# Green Shirmp!!



## Kuec (Oct 21, 2010)

So i have green shrimp...and now they're turning red....
WHY?!
haven't fed them anything but shirakura pellets...so yeah
just general question


----------



## effox (Apr 21, 2010)

Usually it's attributed to diet, so that's really weird man. I've never had that happen to me before with any of my shrimp.

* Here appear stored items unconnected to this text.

PR #540, opened 2026-08-20
New rule PJS004 (IVS-857)

civilx64:
to confirm property measure values have units defined directly or in the project context


features/steps/steps/propertysets_qtys_units.py
```diff
@@ -459,3 +470,77 @@ def step_impl(context, inst, attr_name):
...
+                                        observed=None,
+                                        severity=OutcomeSeverity.ERROR)
+        except KeyError as e:
+            raise e
+
+    properties = inst.HasProperties
+    for prop in properties:
+        if prop.is_a("IfcPropertyBoundedValue"):
+            attrs_to_check = ["UpperBoundValue", "LowerBoundValue", "SetPointValue"]
+            for attr in attrs_to_check:
```
aothms, line 496:
```suggestion
            if any(getattr(prop, attr) for attr in attrs_to_check):
```

You're yielding multiple times. I would find any() clearer.

aothms: You can also just continue to jump to the next prop. Or is it intentional to yield multiple times? The context presented to the user is the same: prop

features/steps/steps/propertysets_qtys_units.py
```diff
@@ -459,3 +470,77 @@ def step_impl(context, inst, attr_name):
                     obs_message = f"Incorrect conversion factor {inst_factor} in #{inst.ConversionFactor.id()}={inst.ConversionFactor.is_a()}"
                     yield ValidationOutcome(inst=inst, expected=exp_message, observed=obs_message,
                                             severity=OutcomeSeverity.ERROR)
+
+@gherkin_ifc.step(
+    "Each associated .{inst_type:property_or_physical_quantity}. value must have units defined directly or in the project context [according to the table] '{table}'")
+def step_impl(context, inst, table, inst_type=None):
+    measure_unit_table = get_table_definition(context.model.schema, table)
+    def confirm_unit_in_project_context():
```
aothms, line 478:
```suggestion
    def confirm_unit_in_project_context(prop, measure_attr):
```

Please pass the measure to the function otherwise it's really unclear what the function depends on.

features/steps/steps/propertysets_qtys_units.py
```diff
@@ -459,3 +470,77 @@ def step_impl(context, inst, attr_name):
...
+                                        expected=f"Units for {attr_measure_type} defined in property or in global project context",
+                                        observed=None,
+                                        severity=OutcomeSeverity.ERROR)
+        except KeyError as e:
+            raise e
+
+    properties = inst.HasProperties
+    for prop in properties:
+        if prop.is_a("IfcPropertyBoundedValue"):
+            attrs_to_check = ["UpperBoundValue", "LowerBoundValue", "SetPointValue"]
```
aothms, line 495: Could have been a mapping:

```
{"IfcPropertyBoundedValue": ["UpperBoundValue", "LowerBoundValue", "SetPointValue"], ...}
```

But as some props require different handling I find it ok either way

features/steps/steps/propertysets_qtys_units.py
```diff
@@ -459,3 +470,77 @@ def step_impl(context, inst, attr_name):
...
+            for attr in attrs_to_check:
+                measure_attr = getattr(prop, attr)
+                if measure_attr:
+                    unit_attr = getattr(prop, "Unit")
+                    if not unit_attr:
+                        yield from confirm_unit_in_project_context()
+
+        elif prop.is_a("IfcPropertyEnumeratedValue"):
+            measure_attrs = getattr(prop, "EnumerationValues")
```
aothms, line 504: You do not check `prop.EnumerationReference.EnumerationValues`

features/rules/PJS/PJS004_Units-for-numeric-measures.feature
```diff
@@ -0,0 +1,12 @@
+@implementer-agreement
+@PJS
+@version1
+Feature: PJS004 - Units for numeric measures
```
aothms, line 4:
```suggestion
Feature: PJS004 - Units for numeric measures in properties
```

I'm not against this exact implementation, but the scope suggested is too broad, what remains:

- IfcElementQuantity: a lot simpler
- all other measures: a bit more involved, for example IfcTrimmedCurve with IfcParameterValue has always been a source of bugs. We do have existing logic for enumerating the defined type for each value in the model: 

https://github.com/IfcOpenShell/IfcOpenShell/blob/998060b686e22297a04eabb8154f50fdf5868641/src/ifcopenshell-python/ifcopenshell/express/rule_executor.py#L249

^ loop over attribute values and schema type in lock step for every entity instance in the model

features/steps/steps/propertysets_qtys_units.py
```diff
@@ -459,3 +470,77 @@ def step_impl(context, inst, attr_name):
...
+            raise e
+
+    properties = inst.HasProperties
+    for prop in properties:
+        if prop.is_a("IfcPropertyBoundedValue"):
+            attrs_to_check = ["UpperBoundValue", "LowerBoundValue", "SetPointValue"]
+            for attr in attrs_to_check:
+                measure_attr = getattr(prop, attr)
+                if measure_attr:
+                    unit_attr = getattr(prop, "Unit")
```
aothms, line 499:
```suggestion
                    unit_attr = prop.Unit
```

Why all the getattrs with literal strings?

aothms (changes requested):

PR #543, opened 2026-08-22
new rule RFT001 - referent nesting (IVS-929)

civilx64:


aothms (approved):
As a non-domain practitioner I would have expected it to make sense to nest referents also under the horizontal/vertical/cant parts directly (e.g where the point of max curvature sits on the horizontal only). But I cross referenced with the guide from Rick and I didn't see any wording that backs my intuition so I assume your conclusion is safe [nor in the 4.3 spec templates https://ifc43-docs.standards.buildingsmart.org/IFC/RELEASE/IFC4x3/HTML/concepts/Object_Composition/Nesting/Object_Nesting/content.html]

---

In terms of implementation an alternative would have been to use a structure analogous to our spatial composition rule.

https://github.com/buildingSMART/ifc-gherkin-rules/blob/893f8275049b8960c3ce0c7379b4b57aefeaa8f9/features/rules/SPS/SPS002_Correct-spatial-breakdown.feature#L13

All other elements in the nesting table are about scheduling though so maybe its wise not to make an authoritative judgement about these at this point.

But the inconsistency in implementation and therefore also rule structuring (is this a concern of the relationship (as we did in the case of spatial composition); or is this a concern of the element) is worth flagging.

civilx64:
Thanks for the feedback. Referent should be nested only to IfcAlignment. The docs incorporate ISO 19148 by reference. Per its description it covers:

> locations relative to a one-dimensional object described by measurement along (and optionally offset from) that object

Accordingly, it is possible to exchange IfcAlignment as this one-dimensional object with no layouts and no shape representation. 

SPS002 is in the "spatial structure" functional part, so it's logical that the relationship is the focus. RFT001 is in the referent functional part, so the object, not the relationship, is the focus.

RickBrice:
I updated the guide document a little bit on this point. Not all referents will fall between segment end/start point. Examples are IfcReferent.INTERSECTION or IfcReferent.POSITION that represents the high/low point of a vertical curve segment. These referents may fall within the domain of individual segments, so what is the sorting order? If they are in an exclusive "referents-only" nest, then sorting isn't an issue.

aothms:
> so what is the sorting order? If they are in an exclusive "referents-only" nest, then sorting isn't an issue.

I know my opinion deviates from most, but I don't understand the desire to give weight to order. In the spec we don't talk about the significance of order, only in case of the order of segments and continuity. Referents have their station by which we can order them after deserialisation. Hor,Ver,Cant also use ordered nesting within an Alignment, also here we don't attach significance to the order. In the building domain we have a similar situation with IfcBuildingStorey aggregated (so un-ordered) relationship within an IfcBuilding. These Storeys have an Elevation attribute (or more detailed pset values) and most tools sort based on this in their UI. If we don't explicitly write about it in the spec, I would be much more relaxed if we didn't infer meaning from it. Same for multiple relationships vs one. These things may also make it harder to round trip in adjacent serialisations: semantic web, databases, or other near-compatible or more conceptual representation forms where ordered aggregates or objectified relationships are less natural to represent.

aothms:
> SPS002 is in the "spatial structure" functional part, so it's logical that the relationship is the focus. RFT001 is in the referent functional part, so the object, not the relationship, is the focus.

That was exactly my question. If we follow the concept templates of the IFC4.3 spec, why do we in some case make the relationship the focus and in other cases the object - what is the guidance here for future rule authoring? But it's "mustard after the meal" as we say in Dutch.

RickBrice:
> I don't understand the desire to give weight to order

I have only given weight to order because IfcRelNests.RelatedObjects are "parts in the ordered while/part relationship". IfcRelNests was specifically selected for alignment layouts, segments, and referents so it seems that order is a primary concern. Otherwise, wouldn't IfcRelAggregates be sufficient?

Thinking about what I wrote yesterday, "These referents may fall within the domain of individual segments, so what is the sorting order?" - that's a bit of a silly statement. I was thinking about the shape of the RelatedObject in the nest (a segment versus a point), not the position of it. The individual alignment segments and the referents are all positioned by a single point, making ordering by distance along simple. But this would require that ObjectPlacement is an IfcLinearPlacement. I'm beginning to rethink my assertion that it is better to keep alignment layouts and referents in separate nests.

aothms:
> IfcRelNests was specifically selected for alignment layouts, segments, and referents **so it seems that order is a primary concern**. Otherwise, wouldn't IfcRelAggregates be sufficient? [emphasis mine]

Not necessarily, I think things are not always so purposeful, also the semantics between Nesting vs Aggregation have changed quite a bit over the course of 2X3 to 4X3.

But I think most importantly, yes, the segments are nested with purposely ordered sequence, and I think mixing Aggregation and Nesting was maybe another novelty they didn't want embark on, so everything related to alignments became a nesting relationship. That's how I read things at least.

PR #997, opened 2025-04-08
feat: check lora support availability

zhuangqh:
**Reason for Change**:

vllm doesn't support LoRA for falcon model.
```
[rank0]:     raise ValueError(
[rank0]: ValueError: Model FalconForCausalLM does not support LoRA, but LoRA is enabled. Support for this model may be added in the future. If this is important to you, please open an issue on github.
```

**Requirements**


pkg/model/interface.go
```diff
@@ -74,6 +74,9 @@ type VLLMParam struct {
 	DistributionParams map[string]string
 	// Parameters for running the model training/inference.
 	ModelRunParams map[string]string
+	// Indicates if vllm supports LoRA (Low-Rank Adaptation) for this model.
+	// doc: https://docs.vllm.ai/en/latest/models/supported_models.html#text-generation-task-generate
+	UnsupportsLoRA bool
```
Fei-Guo, line 79: UnsupportsLORA->DisallowLoRA?

ishaansehgal99 (approved):

pkg/model/interface.go
```diff
@@ -151,6 +154,9 @@ func (p *PresetParam) GetInferenceCommand(runtime RuntimeName, skuNumGPUs string
 		if !p.DisableTensorParallelism {
 			p.VLLM.ModelRunParams["tensor-parallel-size"] = skuNumGPUs
 		}
+		if !p.VLLM.UnsupportsLoRA {
```
zhuangqh, line 157: If users haven't provided an adapter, dont add this.

Fei-Guo (approved):
Nice change.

Let's see what others can come up with.


----------



## Kuec (Oct 21, 2010)

i just realized i wrote shirmp...hahah 

i heard if they eat other pellets/food they stay green...could be wrong


----------



## Tn23 (Apr 21, 2010)

The shirakura wouldn't make them change colors.... perhaps your just looking at your cherries and you thought that 1 green shrimp morphed colors or something


----------



## Kuec (Oct 21, 2010)

no i know the difference -_-

guess no one knows why they are red....


----------



## Tn23 (Apr 21, 2010)

They mated with your red shrimp


----------



## Kuec (Oct 21, 2010)

does someone ACTUALLY have a reasonable explanation......other than they "mated with my red shrimp"


----------



## jkam (Apr 21, 2010)

maybe they were originally red shrimp but they were dyed when you purchased them?


----------



## Morainy (Apr 21, 2010)

What species of shrimp do you have? Here is an article about dark green shrimp with photos. Notice that in the photos, young green shrimp are red.
Dark Green Shrimp .:. Caridina sp. "Dark Green" .:. Freshwater Aquarium Shrimp Species Information Page


----------



## curtisonrad19 (Oct 31, 2010)

There are two types of green shrimp. 
The dark green (cant find the sp. name -.-) 
and the normal green- Caridina babaulti sp. "Green"
Basicly, the normal green shrimp sometimes change color during their life time (often to red/brownish shades)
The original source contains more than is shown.